Wherever a line of the data contains "float", copy that line.

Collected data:

....................

PR #473, opened 2016-03-16
corrected units for OBD2 speed conversion

### LINKED ISSUE #472: KPH to MPH conversion is incorrect
Should be kph * 0.621371

brentpicasso:
resolves #472

### DIFF
--- a/src/OBD2/OBD2.c
+++ b/src/OBD2/OBD2.c
@@ -53,7 +53,7 @@ static float celcius_to_farenheight(float celcius)
 
 static float kph_to_mph(float kph)
 {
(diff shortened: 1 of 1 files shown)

....................

### [Solved exercise]
@@ -53,7 +53,7 @@ static float celcius_to_farenheight(float celcius)
 static float kph_to_mph(float kph)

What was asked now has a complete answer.